Search for the file in your WINDOWS directory first. If you have it.
Goto Run, by clicking the Start button.
Type in "regsvr32.exe msstdfmt.dll" 

If you dont have it. Try one of the below sites to download the dll file.
dll-files.com 
OR Right-Click HERE and "Save Target As"

PLEASE feel free to email or PM me with any questions or comments you might have about the program.

*Special thanks to:* 
Jim Koll (rothrandir) 
Wayne Yamaguchi (dat2zip) 
Dan Tran (logicnerd411)

ScreenShot:







---- *Update: 2-9-04 * ------
When using LED Pro, and calculating the resistance to use with a number of LEDs in parellel, the resistance displayed, is the total resistance that should be placed before the parellel group of LEDs.
This is not always a good idea. If the Vf(forward voltage) of the LEDs differs, this will cuase the LEDs to recieve different levels of current.
To prevent this, a resisrtor should be placed before each LED.
To do this, take the value that LED Pro calculates, and multiply it by the number of LEDs.

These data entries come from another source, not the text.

PR #1538, opened 2019-10-11
Fix errors when viewing a Resource in testpage-overlay

jiaola:
Added R5 support for testpage-overly. The current fix doesn't work when a Resource on the left side of the page is clicked. It throws error: 

Caused by: java.lang.IllegalStateException: Unknown FHIR version: R5
    at ca.uhn.fhir.to.Controller.populateModelForResource (Controller.java:298)

This pull request will fix that. 

PS> I also had the same fix for R5 in pom.xml and hapi-fhir-testpage-overlay/src/main/java/ca/uhn/fhir/to/BaseController.java but I noticed that they're already fixed :)


jamesagnew:
Thanks for the PR! I have merged.

PR #1539, opened 2019-10-12
refactor "split" packages; create osgi bundle for server framework

bdenton:
combines Java packages that were split between hapi-fhir-base and hapi-fhir-server.
also adds OSGi bundle wiring to hapi-fhir-server


jamesagnew:
This has been merged. Thanks for the PR!

PR #4209, opened 2022-10-27
4207-getpagesoffset-set-to-total-number-of-resources-results-in-inconsistent-amount-of-entries-when-requests-are-sent-consecutively

### LINKED ISSUE #4207: _getpagesoffset set to total number of resources results in inconsistent amount of entries when requests are sent consecutively
When _getpagesoffset is set to the total number of resources in a GET request, the first time the request is sent, no entries are visible in the response (the expected response). If another request is sent not long after the first one is complete, it returns one entry, which should be the response for _getpagesoffset = {number of resources - 1}.

Steps to Reproduce
1. Post 10 resources
2. Send a GET request with _getpagesoffset = 10

http://localhost:8000/<Resource>?_getpagesoffset=10&_count=50&_pretty=true

3. Observe that the response shows no resource entries
4. Send the same GET request not long after the first one
5. Observe that there is one resource entry

Expected Results
Regardless of the amount of consecutive requests sent, the response should always show 0 resource entries.

karneet1212:
Fixed the way the offset is calculated when offset is more than or equal to the total number of resources available

Closes #4207

### DIFF
--- a/hapi-fhir-docs/src/main/resources/ca/uhn/hapi/fhir/changelog/6_2_0/4207-getpagesoffset-set-to-total-number-of-resources-results-in-inconsistent-amount-of-entries-when-requests-are-sent-consecutively.yaml
+++ b/hapi-fhir-docs/src/main/resources/ca/uhn/hapi/fhir/changelog/6_2_0/4207-getpagesoffset-set-to-total-number-of-resources-results-in-inconsistent-amount-of-entries-when-requests-are-sent-consecutively.yaml
@@ -1,6 +1,6 @@
 ---
 type: fix
 issue: 4207
-title: "Previously to improve performance, if the total number of resources was less than the _getpagesoffset given, it would default to 
-         the offset for the last resource available. This would result in one entry being displayed in some requests, especially when they are sent consecutively,
-          even when there should be none. This has been fixed."
+title:  "Previously to improve performance, if the total number of resources was less than the _getpageoffset, 
+      the results would default to last resource offset. This is especially evident when requests are consecutive 
+      resulting in one entry being displayed in some requests. This issue is now fixed."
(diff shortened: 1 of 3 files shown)


hapi-fhir-docs/src/main/resources/ca/uhn/hapi/fhir/changelog/6_2_0/4207-getpagesoffset-set-to-total-number-of-resources-results-in-inconsistent-amount-of-entries-when-requests-are-sent-consecutively.yaml
```diff
@@ -0,0 +1,6 @@
+---
+type: fix
+issue: 4207
+title: "Previously to improve performance, if the total number of resources was less than the _getpagesoffset given, it would default to
```
jaison-b, line 4: Minor nitpick to fix: Should read "Previously to improve performance, if the total number of resources was less than the _getpageoffset, the results would default to last resource offset. This is especially evident when requests are consecutive resulting in one entry being displayed in some requests. This issue is now fixed.

hapi-fhir-server/src/main/java/ca/uhn/fhir/rest/server/method/BaseResourceReturningMethodBinding.java
```diff
@@ -375,11 +375,9 @@ public IBaseResource doInvokeServer(IRestfulServer<?> theServer, RequestDetails
 					}
 
 					Integer resultSize = result.size();
-					int start;
+					int start = offsetI;
```
jaison-b, line 378: Nitpick: why the `offsetI` what is the 'I' at the end? does the suffix of 'I' have any meaning? It confuses me when I read it. Not an issue just a very minor nitpick.

jaison-b (approved):

hapi-fhir-server/src/main/java/ca/uhn/fhir/rest/server/method/BaseResourceReturningMethodBinding.java
karneet1212: I believe the 'I' meant index. However, I agree that it can be confusing, so I have switched it to being just offset.

PR #4213, opened 2022-10-28
jm wrong bundle entry url

jmarchionatto:


hapi-fhir-docs/src/main/resources/ca/uhn/hapi/fhir/changelog/6_2_0/4210-wrong-bundle-entry-uri-in-transaction-bundle.yaml
```diff
@@ -0,0 +1,5 @@
+---
+type: fix
+issue: 4210
+jira: SMILE-4685
+title: "Generating Bundle with resources was setting `entry.request.url` as absolute url when it should be relative. This has been fixed"
```
tadgh, line 5: suggestion: indicate that this is specifically for `withResources` calls to the client in DSTU3.

tadgh (approved):

hapi-fhir-docs/src/main/resources/ca/uhn/hapi/fhir/changelog/6_2_0/4210-wrong-bundle-entry-uri-in-transaction-bundle.yaml
jmarchionatto: But it is not. Had to do the same fix for R4, R4b, and R5 also

PR #4223, opened 2022-10-31
Fix some issues with 'mvn test' on windows

bdenton:
This PR addresses three issues with running Maven test on Windows workstations:
1. Different line ends cause some multi-line string compares to fail
2. Different path separator character causes one test to fail
3. Many tests don't wait long enough for things to finish. Introduced a little more patience into the tests


jamesagnew (approved):

jamesagnew:
Thanks Bill!

Issue #3942, opened 2022-08-22
OutOfMemoryException due to endless loop in SnapshotGeneratingValidationSupport when havinig circular dependency


joergreichert:
**Describe the bug**
When there is a circular dependency within a structure definition the structure definitions are traversed again and again finally resulting in an OutOfMemoryException. 

**To Reproduce**
See minimal example JUnit test in Gist and comments for project setup and output: https://gist.github.com/joergreichert/8d0c714cfb2d3c5a7eef1bdc0e9be097

**Expected behavior**
The validator should stop traversing resources already loaded.

**Environment (please complete the following information):**
 - HAPI FHIR Version: 6.0.1

ABDA-FHIR:
Proposed pull request to fix this [https://github.com/hapifhir/hapi-fhir/pull/4228]

patrick-werner:
i couldn't reproduce the issue with hapi 8.0.0. @joergreichert

PR #4228, opened 2022-11-02
Fix circular dependency in SnapshotGeneratingValidationSupport

ABDA-FHIR:
Correct scoping for the finally frame that undoes the addition of the input URL to the 'currently generating snapshots' hash set.

### DIFF
--- a/hapi-fhir-validation/src/main/java/org/hl7/fhir/common/hapi/validation/support/SnapshotGeneratingValidationSupport.java
+++ b/hapi-fhir-validation/src/main/java/org/hl7/fhir/common/hapi/validation/support/SnapshotGeneratingValidationSupport.java
@@ -50,7 +50,6 @@ public class SnapshotGeneratingValidationSupport implements IValidationSupport {
 	@Override
 	public IBaseResource generateSnapshot(ValidationSupportContext theValidationSupportContext, IBaseResource theInput, String theUrl, String theWebUrl, String theProfileName) {
 
-		String inputUrl = null;
 		try {
 			FhirVersionEnum version = theInput.getStructureFhirVersionEnum();
 			assert version == myCtx.getVersion().getVersion();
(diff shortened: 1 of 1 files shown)


hapi-fhir-validation/src/main/java/org/hl7/fhir/common/hapi/validation/support/SnapshotGeneratingValidationSupport.java
```diff
@@ -60,70 +59,69 @@ public IBaseResource generateSnapshot(ValidationSupportContext theValidationSupp
...
 
-			inputUrl = inputCanonical.getUrl();
+			final String inputUrl = inputCanonical.getUrl();
 			if (theValidationSupportContext.getCurrentlyGeneratingSnapshots().contains(inputUrl)) {
 				ourLog.warn("Detected circular dependency, already generating snapshot for: {}", inputUrl);
 				return theInput;
 			}
 			theValidationSupportContext.getCurrentlyGeneratingSnapshots().add(inputUrl);
 
-			String baseDefinition = inputCanonical.getBaseDefinition();
```
jamesagnew, line 70: It's really hard to tell what is changed here. Could you you please tweak this to not reformat the whole file?

jamesagnew (changes requested):

hapi-fhir-validation/src/main/java/org/hl7/fhir/common/hapi/validation/support/SnapshotGeneratingValidationSupport.java
```diff
@@ -50,7 +50,6 @@ public SnapshotGeneratingValidationSupport(FhirContext theCtx) {
 	@Override
 	public IBaseResource generateSnapshot(ValidationSupportContext theValidationSupportContext, IBaseResource theInput, String theUrl, String theWebUrl, String theProfileName) {
```
jamesagnew, line 51: Can you please add a unit test that exercizes this fix?

ABDA-FHIR: coming soon....
...until then https://github.com/hapifhir/hapi-fhir/issues/3942 -> https://gist.github.com/joergreichert/8d0c714cfb2d3c5a7eef1bdc0e9be097

PR #4249, opened 2022-11-04
bulk export permanently reusing cached results

### LINKED ISSUE #4247: Bulk Export permanently reusing cached results.
Steps to reproduce: 
1. Submit a Bulk Export request
2. Wait for it to complete. 
3. Submit a new identical Bulk Export Request

Observed results: 
- the already completed job is returned. 

Expected results: 
- a new job is started. 

Existing job should only be returned if it is not yet complete.

tadgh:
* Fix bug where we were checking completed jobs as cache candidates 
* Add changelog
* Add test. 

Closes #4247


fil512 (approved):
I assume there is already some kind of test that validates in-progress / queued jobs are reused?

tadgh:
> 

You make a good point, there is not. That is the current behaviour, will roll this into a subsequent PR

PR #4252, opened 2022-11-04
Consolidate all System Properties into a single class

fil512:
Actually ones only read by tests are in a separate class


hapi-fhir-cli/hapi-fhir-cli-api/src/main/java/ca/uhn/fhir/cli/RunServerCommand.java
```diff
@@ -94,11 +97,6 @@ public void run(CommandLine theCommandLine) throws ParseException {
 
 		myPort = parseOptionInteger(theCommandLine, OPTION_P, DEFAULT_PORT);
 		
-		if (theCommandLine.hasOption(OPTION_LOWMEM)) {
-			ourLog.info("Running in low memory mode, some features disabled");
-			System.setProperty(OPTION_LOWMEM, OPTION_LOWMEM);
-		}
-
```
StevenXLi, line 101: is this feature no longer required?

hapi-fhir-test-utilities/src/main/java/ca/uhn/fhir/system/HapiTestSystemProperties.java
```diff
@@ -0,0 +1,54 @@
+package ca.uhn.fhir.system;
```
StevenXLi, line 1: Is there a reason to separate out the operations to two different classes? I feel since all the operation in both has some relation to tests, keeping them in two places makes it harder for other devs to find them

hapi-fhir-cli/hapi-fhir-cli-api/src/main/java/ca/uhn/fhir/cli/RunServerCommand.java
fil512: correct.  James responded to my question about this on slack.

hapi-fhir-test-utilities/src/main/java/ca/uhn/fhir/system/HapiTestSystemProperties.java
fil512: That's a really good question.  I went back and forth on it.  The prod ones actually affect prod behaviour and it felt important to separate those from the ones that only touch test code.

hapi-fhir-base/src/main/java/ca/uhn/fhir/system/HapiSystemProperties.java
```diff
@@ -0,0 +1,136 @@
...
+	}
+
+	/**
+	 * This property is used by unit tests - do not rely on it in production code
+	 * as it may change at any time. If you want to capture responses in a reliable
+	 * way in your own code, just use client interceptors
+	 */
+	public static void enableHapiClientKeepResponses() {
+		System.setProperty(HAPI_CLIENT_KEEPRESPONSES, "true");
+	}
```
tadgh, line 29: suggestion: if you have an enabler there should probably be an equivalent disabler.

tadgh (approved):

hapi-fhir-base/src/main/java/ca/uhn/fhir/system/HapiSystemProperties.java
fil512: ty

PR #4270, opened 2022-11-10
4269 implement a toString for OkHttpRestfulRequest to have better log…

Roel-Scholten:
…gin…

Implement a toString for OkHttpRestfulRequest logging to have better logging. Currently this still differs from the ApacheHttpRequest.java as we do not have the used protocol (http/1.1/alpn) on request creation. This is added to the Response object.


jamesagnew (approved):
Appreciate the contribution! Looks great, will merge when it passes CI.

PR #4275, opened 2022-11-11
Adding okio dependency for r4b structures for running DIST profile

markiantorno:
DIST profile fails with error cannot resolve dependency okio.


hapi-fhir-structures-r4b/pom.xml
```diff
@@ -15,6 +15,10 @@
 	<name>HAPI FHIR Structures - FHIR r4b</name>
 
 	<dependencies>
+		<dependency>
+			<groupId>com.squareup.okhttp3</groupId>
```
jamesagnew, line 19: This should be marked as `<optional>true</optional>` - Most users of the structure don't need okhttp

jamesagnew (approved):

PR #4283, opened 2022-11-15
bundle not throwing an error when multiple matches were found

karneet1212:
Adding a resolved match url now checks if multiple persistent ids are found for a conditional URL

### DIFF
--- a/hapi-fhir-server/src/main/java/ca/uhn/fhir/rest/api/server/storage/TransactionDetails.java
+++ b/hapi-fhir-server/src/main/java/ca/uhn/fhir/rest/api/server/storage/TransactionDetails.java
@@ -20,9 +20,11 @@ package ca.uhn.fhir.rest.api.server.storage;
  * #L%
  */
 
+import ca.uhn.fhir.i18n.Msg;
 import ca.uhn.fhir.interceptor.api.HookParams;
 import ca.uhn.fhir.interceptor.api.Pointcut;
 import ca.uhn.fhir.rest.api.InterceptorInvocationTimingEnum;
+import ca.uhn.fhir.rest.server.exceptions.PreconditionFailedException;
 import com.google.common.collect.ArrayListMultimap;
 import com.google.common.collect.ListMultimap;
 import org.apache.commons.lang3.Validate;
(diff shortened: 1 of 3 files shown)


hapi-fhir-server/src/main/java/ca/uhn/fhir/rest/api/server/storage/TransactionDetails.java
```diff
@@ -162,10 +164,22 @@ public void addResolvedMatchUrl(String theConditionalUrl, @Nonnull ResourcePersi
...
 		myResolvedMatchUrls.put(theConditionalUrl, thePersistentId);
 	}
 
+	private boolean matchUrlWitDiffIdExists(String theConditionalUrl, @Nonnull ResourcePersistentId thePersistentId) {
+		if (myResolvedMatchUrls.containsKey(theConditionalUrl) && myResolvedMatchUrls.get(theConditionalUrl) != NOT_FOUND) {
+			if (myResolvedMatchUrls.get(theConditionalUrl).getId() != thePersistentId.getId()) {
+				return true;
+			}
+		}
+		return false;
```
JasonRoberts-smile, line 180: nitpick: Stylistically, this is inelegant.

In general,
`
if(x) {
  if(y) {
    //do stuff
  }
}
`
can be simplified to
`
if (x && y) {
  // do stuff
}
`
and
`
if (x) {
  return true;
}
return false;
`
can be simplified to
`
return x;
`

I find the extra syntax makes the code harder to read and maintain.

hapi-fhir-server/src/main/java/ca/uhn/fhir/rest/api/server/storage/TransactionDetails.java
```diff
@@ -162,10 +164,22 @@ public void addResolvedMatchUrl(String theConditionalUrl, @Nonnull ResourcePersi
...
 		if (myResolvedMatchUrls.isEmpty()) {
 			myResolvedMatchUrls = new HashMap<>();
+		} else if (matchUrlWitDiffIdExists(theConditionalUrl, thePersistentId)) {
+			String msg = "Invalid match URL " + theConditionalUrl + " - Multiple resources match this search";
+			throw new PreconditionFailedException(Msg.code(2207) + msg);
 		}
 		myResolvedMatchUrls.put(theConditionalUrl, thePersistentId);
 	}
 
+	private boolean matchUrlWitDiffIdExists(String theConditionalUrl, @Nonnull ResourcePersistentId thePersistentId) {
```
JasonRoberts-smile, line 174: nitpick: There is a type in the method name - Wit instead of With.

JasonRoberts-smile (commented):
You should probably update the documentation to describe this new constraint on the use of conditional creates.

hapi-fhir-server/src/main/java/ca/uhn/fhir/rest/api/server/storage/TransactionDetails.java
JasonRoberts-smile: And there is a typo in my comment, so what goes around comes around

*Example:* Desired LED Current= 300mA
LED Vf= 3.6
Battery Input Voltage= 12
# of LEDs in Parellel= 3

Resistance Value Calculated= 9.33 Ohms

Take 9.33, and multiply it by 3.... = 27.99 Ohms
So, place a 27.99 Ohm Resistor (or the closest possible resistor) before each LED in the Parellel group.


----------



## IlluminatingBikr (Sep 23, 2003)

Nice ticey! I didn't see this one coming. /ubbthreads/images/graemlins/wink.gif

Guys, ticey spent a lot of time on this. You should see how many times he updated it in like the last week. /ubbthreads/images/graemlins/eek.gif


----------



## The_LED_Museum (Sep 23, 2003)

I just added this to my LED Links page.
Very worthwhile, whether you mod or just tinker around with LEDs and power supplies. /ubbthreads/images/graemlins/grin.gif


----------



## Rothrandir (Sep 23, 2003)

*the monster has been unleashed!*

oh...this project was hell to make, but hopefully you guys will find it worthwile! /ubbthreads/images/graemlins/wink.gif


----------



## PaulW (Sep 24, 2003)

Very nice for performing "what if" scenarios. This ought to save a lot of time. I'm looking forward to when I can get the download from the server.

Paul


----------



## The_LED_Museum (Sep 24, 2003)

It runs fine on Windows XP; I tried it myself and then put the icon on my desktop.


----------



## jtice (Sep 24, 2003)

Thanks alot for the kind words guys. /ubbthreads/images/graemlins/smile.gif

Craig,, thanks for adding the link. /ubbthreads/images/graemlins/thumbsup.gif

Paul... are you having trouble downloading it? Its on the server now, ready to go.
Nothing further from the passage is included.